**Work to complete:** Every line in the records below with the string "approved" is to be copied out.

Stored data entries

● ● ●

PR #83, opened 2021-07-08
Github Actions build & release

javsanbel2:
Fixes #


shermosa (approved):

JayGreeeen (approved):

pom.xml
```diff
@@ -33,6 +33,19 @@
     <tag>HEAD</tag>
   </scm>
 
+  <distributionManagement>
```
patduin, line 36: this is already in the parent right: https://github.com/ExpediaGroup/eg-oss-parent/blob/main/pom.xml#L89 Why do you need this.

● ● ●

**Solution for this task:**
shermosa (approved):
JayGreeeen (approved):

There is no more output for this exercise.